-- INFORMATION SHOWN --
PR #329, opened 2025-09-28
Fix CMake prx exports build issue for projects building multiple prx's.

meetpatty:
Currently the generated exports.c is output to CMAKE_BINARY_DIR the top level build directory. This causes build issues in projects with multiple prx's as they end up building against an exports.c generated from another prx module. Use CMAKE_CURRENT_BINARY_DIR instead.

-- THE TASK --
Each line of the data is to be restated exactly.

-- REPLY TO THE TASK --
PR #329, opened 2025-09-28
Fix CMake prx exports build issue for projects building multiple prx's.

meetpatty:
Currently the generated exports.c is output to CMAKE_BINARY_DIR the top level build directory. This causes build issues in projects with multiple prx's as they end up building against an exports.c generated from another prx module. Use CMAKE_CURRENT_BINARY_DIR instead.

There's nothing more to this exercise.